Every entry that follows should be reproduced exactly.

_Information given_:
--------------------------------

PR #6078, opened 2026-01-29
feat(grpc): ensure "coordination" between keepalives in http/2 protocols in internal pomerium grpc impls

alexandreLamarre:
## Summary

For gRPC:
- Ensure on both clients and servers we have:
  - `PermitWithoutStream : true` ensures http/2 pings are sent without any active stream RPCs occurring.
 - Ensure that the outbound TCP listener closes unreachable connections after 20s using TCP_USER_TIMEOUT on the socket
   - For consistency, this matches our http/2 ping timeouts across the board
- Ensure that http/2 pings from envoy to our servers are not sent more frequently than at a 5 minute interval - to prevent grpc server from sending GOAWAY with error=ENHANCE_YOUR_CALM to envoy, abruptly closing the envoy http2 stream, but resulting in outbound clients with a "half-closed" stream receiving RST_STREAM errors.
- Fixes a potential race condition with expiring contexts resulting in grpc.ClientConn getting shut on a fresh & valid connection, causing `ErrClientConnectionClose` on all subsequent connections

## Related issues

[ENG-2657](https://linear.app/pomerium/issue/ENG-2657/core-infinite-redirect-loop-after-switching-databroker-backend)
[ENG-3437](https://linear.app/pomerium/issue/ENG-3437/clustered-databroker-follower-health-graceful-shutdown-error-from-sync)
[ENG-3536](https://linear.app/pomerium/issue/ENG-3536/bug-http2-stream-terminated-by-rst-stream-with-error-code-no-error)
[ENG-3526](https://linear.app/pomerium/issue/ENG-3526/prod-console-is-not-currently-syncing-to-the-proxy)

## User Explanation

N/A

## Checklist

- [x] updated unit tests
- [x] ready for review

### DIFF
--- a/config/envoyconfig/listeners_grpc.go
+++ b/config/envoyconfig/listeners_grpc.go
@@ -3,7 +3,6 @@ package envoyconfig
 import (
 	"context"
 	"fmt"
-	"time"
 
 	envoy_config_core_v3 "github.com/envoyproxy/go-control-plane/envoy/config/core/v3"
 	envoy_config_listener_v3 "github.com/envoyproxy/go-control-plane/envoy/config/listener/v3"
@@ -134,9 +133,6 @@ func (b *Builder) buildGRPCHTTPConnectionManagerFilter() *envoy_config_listener_
 		Routes:  routes,
 	}})
 
-	// !! Must not send pings more frequent than grpc.Server keepalive policy enforcement. Default 5mins
-	http2ProtocolOpts := WithKeepalive(http2ProtocolOptions, time.Minute*6, 15)
-
 	return b.HTTPConnectionManagerFilter(&envoy_http_connection_manager.HttpConnectionManager{
 		CodecType:  envoy_http_connection_manager.HttpConnectionManager_AUTO,
 		StatPrefix: "grpc_ingress",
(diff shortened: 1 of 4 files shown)


config/envoyconfig/protocols.go
alexandreLamarre, line 1: The changes in this file and how we pass them to `listeners_grpc.go` and `outbound.go` look a little weird because I'm still unsure about how exactly we want to propagate specific keepalive settings.

These http2 protocol options are shared across all envoy cluster creations so changing the previous keepalive settings to play nicely specifically with the gRPC-go policy enforcement might have adverse side effects on pomerium routes that aren't intended with that usecase in mind  (That being said I can't think of any real problems of increasing keepalive ping intervals from ~1min to ~6mins)

Is it worth taking the time of splitting out how these http2 protocol settings are passed across the board? Or should we keep it to one set of defaults?

config/envoyconfig/listeners_grpc.go
```diff
@@ -132,6 +134,9 @@ func (b *Builder) buildGRPCHTTPConnectionManagerFilter() *envoy_config_listener_
 		Routes:  routes,
 	}})
 
+	// !! Must not send pings more frequent than grpc.Server keepalive policy enforcement. Default 5mins
+	http2ProtocolOpts := WithKeepalive(http2ProtocolOptions, time.Minute*6, 15)
```
calebdoxsey: This is the same as in outbound... should it be pulled into a function or a constant?

alexandreLamarre: yeah it's actually the same as the global default WithKeepalive, I'm not sure if it makes sense to split them out, or apply them consistently to all clusters (that have keepalive)?

config/envoyconfig/protocols.go
calebdoxsey: I think it's fine to change it for everything.

alexandreLamarre:
Looks like the ECONNREFUSED isn't consistently reproducible. I left a couple background scenarios running letting them go idle > 2 hours, and it didn't pop up again.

--------------------------------

_Response_:
PR #6078, opened 2026-01-29
feat(grpc): ensure "coordination" between keepalives in http/2 protocols in internal pomerium grpc impls

alexandreLamarre:
## Summary

For gRPC:
- Ensure on both clients and servers we have:
  - `PermitWithoutStream : true` ensures http/2 pings are sent without any active stream RPCs occurring.
 - Ensure that the outbound TCP listener closes unreachable connections after 20s using TCP_USER_TIMEOUT on the socket
   - For consistency, this matches our http/2 ping timeouts across the board
- Ensure that http/2 pings from envoy to our servers are not sent more frequently than at a 5 minute interval - to prevent grpc server from sending GOAWAY with error=ENHANCE_YOUR_CALM to envoy, abruptly closing the envoy http2 stream, but resulting in outbound clients with a "half-closed" stream receiving RST_STREAM errors.
- Fixes a potential race condition with expiring contexts resulting in grpc.ClientConn getting shut on a fresh & valid connection, causing `ErrClientConnectionClose` on all subsequent connections

## Related issues

[ENG-2657](https://linear.app/pomerium/issue/ENG-2657/core-infinite-redirect-loop-after-switching-databroker-backend)
[ENG-3437](https://linear.app/pomerium/issue/ENG-3437/clustered-databroker-follower-health-graceful-shutdown-error-from-sync)
[ENG-3536](https://linear.app/pomerium/issue/ENG-3536/bug-http2-stream-terminated-by-rst-stream-with-error-code-no-error)
[ENG-3526](https://linear.app/pomerium/issue/ENG-3526/prod-console-is-not-currently-syncing-to-the-proxy)

## User Explanation

N/A

## Checklist

- [x] updated unit tests
- [x] ready for review

### DIFF
--- a/config/envoyconfig/listeners_grpc.go
+++ b/config/envoyconfig/listeners_grpc.go
@@ -3,7 +3,6 @@ package envoyconfig
 import (
 	"context"
 	"fmt"
-	"time"
 
 	envoy_config_core_v3 "github.com/envoyproxy/go-control-plane/envoy/config/core/v3"
 	envoy_config_listener_v3 "github.com/envoyproxy/go-control-plane/envoy/config/listener/v3"
@@ -134,9 +133,6 @@ func (b *Builder) buildGRPCHTTPConnectionManagerFilter() *envoy_config_listener_
 		Routes:  routes,
 	}})
 
-	// !! Must not send pings more frequent than grpc.Server keepalive policy enforcement. Default 5mins
-	http2ProtocolOpts := WithKeepalive(http2ProtocolOptions, time.Minute*6, 15)
-
 	return b.HTTPConnectionManagerFilter(&envoy_http_connection_manager.HttpConnectionManager{
 		CodecType:  envoy_http_connection_manager.HttpConnectionManager_AUTO,
 		StatPrefix: "grpc_ingress",
(diff shortened: 1 of 4 files shown)


config/envoyconfig/protocols.go
alexandreLamarre, line 1: The changes in this file and how we pass them to `listeners_grpc.go` and `outbound.go` look a little weird because I'm still unsure about how exactly we want to propagate specific keepalive settings.

These http2 protocol options are shared across all envoy cluster creations so changing the previous keepalive settings to play nicely specifically with the gRPC-go policy enforcement might have adverse side effects on pomerium routes that aren't intended with that usecase in mind  (That being said I can't think of any real problems of increasing keepalive ping intervals from ~1min to ~6mins)

Is it worth taking the time of splitting out how these http2 protocol settings are passed across the board? Or should we keep it to one set of defaults?

config/envoyconfig/listeners_grpc.go
```diff
@@ -132,6 +134,9 @@ func (b *Builder) buildGRPCHTTPConnectionManagerFilter() *envoy_config_listener_
 		Routes:  routes,
 	}})
 
+	// !! Must not send pings more frequent than grpc.Server keepalive policy enforcement. Default 5mins
+	http2ProtocolOpts := WithKeepalive(http2ProtocolOptions, time.Minute*6, 15)
```
calebdoxsey: This is the same as in outbound... should it be pulled into a function or a constant?

alexandreLamarre: yeah it's actually the same as the global default WithKeepalive, I'm not sure if it makes sense to split them out, or apply them consistently to all clusters (that have keepalive)?

config/envoyconfig/protocols.go
calebdoxsey: I think it's fine to change it for everything.

alexandreLamarre:
Looks like the ECONNREFUSED isn't consistently reproducible. I left a couple background scenarios running letting them go idle > 2 hours, and it didn't pop up again.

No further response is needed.